A terrible disservice was done to Harper Lee. Go Set a Watchman never should’ve been published, even if its Amazon rank is, as I write, 1,691. (Some say she was tricked into it.)
Then it was revealed that Go Set was written before Mockingbird. An editor read Lee’s manuscript, didn’t think it was publishable as it was, and suggested Lee revise and retell the novel from the point of view of Jean Louise – Scout – as a young girl growing up in Maycomb. I think this editor also suggested Lee develop and dramatize the trial that is alluded to in Go Set, which became the anchor of Mockingbird. In short, she told her to scrap the book and write another.
Lee listened. It must’ve taken a lot of courage to throw out all those lovingly crafted pages and radically re-envision her book. Lee went back in time by two decades, she assumed a child’s voice, she took a gentle bigot and turned him into a morally courageous lawyer fighting injustice, and she managed to do all that with lots of feeling and hardly any schmaltz. (Okay, maybe just a teaspoonful.)

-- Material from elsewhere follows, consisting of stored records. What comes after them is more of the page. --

PR #37040, opened 2026-06-15
adapter: Drop comments when cascade-dropping replica-targeted MVs

antiguru:
### Motivation

Resizing a managed cluster that hosts a replica-targeted materialized view with a `COMMENT` panicked the coordinator:

```
coordinator inconsistency detected
  left: Err(... comments: [Dangling(MaterializedView(User(2)))] ...)
```

Fixes CLU-118.

### Description

Resizing a managed cluster tears down its replica via an internally-built `Op::DropObjects` that names only the replica, not the replica-targeted materialized views it implicitly drops.
The `ClusterReplica` branch of `ObjectsToDrop::add_item` expanded those MVs and their dependents into `self.items` but never recorded their comments in `self.comments`, so the MV was dropped while its comment survived.
Plan-driven drops (e.g. `DROP CLUSTER`) avoid this because the plan stage enumerates each dependent as its own `DropObjectInfo::Item`, whose comment is recorded by the top-of-function insert; only the direct-op resize path learns of the MV solely through this cascade.

The branch is rewritten to reuse `cluster_replica_dependents` — removing the duplicated `bound_objects`/`target_replica` loop — and to insert each dropped item's comment id alongside the item.
`seen` is still seeded from the items already collected, so the plan-driven path (dependents processed before the replica, in reverse-dependency order) does not re-add them.

### Verification

Extended `test/testdrive/materialized-view-replica-targeted.td` with a CLU-118 regression: a managed cluster with a commented replica-targeted MV is resized, then asserts the MV is gone, no dangling comment remains, and the cluster is still usable.

### DIFF
--- a/test/testdrive/materialized-view-replica-targeted.td
+++ b/test/testdrive/materialized-view-replica-targeted.td
@@ -193,9 +193,44 @@ contains:unknown catalog item 'mv_r1'
 r2 true
 
 # ---------------------------------------------------------------------------
+# Regression test for CLU-118: resizing a managed cluster that hosts a
+# replica-targeted MV with a COMMENT must not leave a dangling comment behind
+# (which previously tripped the coordinator consistency check and panicked).
+# ---------------------------------------------------------------------------
+
+> CREATE CLUSTER managed (SIZE 'scale=1,workers=1', REPLICATION FACTOR 1)
+
+> CREATE MATERIALIZED VIEW mv_managed IN CLUSTER managed REPLICA r1 AS SELECT sum(a) AS s FROM t
+
+> COMMENT ON MATERIALIZED VIEW mv_managed IS 'pinned to r1'
+
+> SELECT * FROM mv_managed
+10
+
+# Resizing tears down and recreates the replica, which implicitly drops the
+# targeted MV and must also drop its comment.
+> ALTER CLUSTER managed SET (SIZE 'scale=1,workers=2')
+
+# The targeted MV is gone.
+! SELECT * FROM mv_managed
+contains:unknown catalog item 'mv_managed'
+
+# No dangling comment is left behind.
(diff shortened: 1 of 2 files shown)


test/testdrive/materialized-view-replica-targeted.td
```diff
@@ -192,10 +192,45 @@ contains:unknown catalog item 'mv_r1'
...
+# targeted MV and must also drop its comment.
+> ALTER CLUSTER managed SET (SIZE 'scale=1,workers=2')
+
+# The targeted MV is gone.
+! SELECT * FROM mv_managed
+contains:unknown catalog item 'mv_managed'
+
+# No dangling comment is left behind.
+> SELECT count(*) FROM mz_internal.mz_comments c
+  JOIN mz_materialized_views mv ON (mv.id = c.id)
```
ggevay: The new “No dangling comment is left behind” assertion is effectively vacuous for the specific condition it claims to test. Because it joins mz_internal.mz_comments to mz_materialized_views, once mv_managed is dropped the query returns 0 even if an orphaned mz_comments row for the dropped MV still exists. The preceding ALTER CLUSTER likely still reproduces the original coordinator panic, so the regression test has value, but this assertion should directly check the unique comment row, e.g.:
```
> SELECT count(*) FROM mz_internal.mz_comments
  WHERE comment = 'pinned to r1'
0
```
That would make the test actually verify that the comment row was removed.

ggevay (approved):
Thank you!

test/testdrive/materialized-view-replica-targeted.td
antiguru: Good catch, you're right the join was vacuous. Switched to checking `mz_comments` directly by comment text in 550c044. Still passes.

Aha. So Go Set a Watchman is not a sequel but a prequel, or – in a way -- the first draft of To Kill a Mockingbird. Once I realized that, everything shifted.
Now I think of Go Set when I sit down and try to muddle my way through a first draft and it seems hopeless and off, nothing I want to bother with or put my name to. And yet – I tell myself -- maybe buried in that mess, some wonderful novel is aching to emerge. It doesn’t merely need an edit or a few revisions but requires an entirely new conception.
And that’s why I’m so inspired by Go Set, even with its poor plotting and tiresome preachiness. Because look what came from it – To Kill A Mockingbird, which remains an iconic beloved novel till this day. She didn’t let her first draft/book defeat her.
P.S. Anyone know the name of Lee’s first editor? She is the unsung hero.
P.S.S. Go Set A Watchman is taken from the verse in Yishayahu, Chapter 21. No surprise that the best titles come from the Torah.
Read something you wrote years ago, a piece of writing that you “gave up” on, but still beckons to you in some mysterious way. Pretend it’s someone else’s story. See where the real drama is, its life pulse. Christopher Vogler writes, “An effective story grabs your gut, tightens your throat, makes your heart race and your lungs pump, brings tears to your eyes or an explosion of laughter to your lips.” Notice if you feel anything in your body as you read a particular section. Then come up with a new plan for a different book, a radical re-envisioning, allowing your earlier work to serve as the springboard. Write for half an hour and see what happens. Or if you can’t do it alone, maybe a wise reader or editor can offer you a different set of eyes, suggest an angle you might not have considered.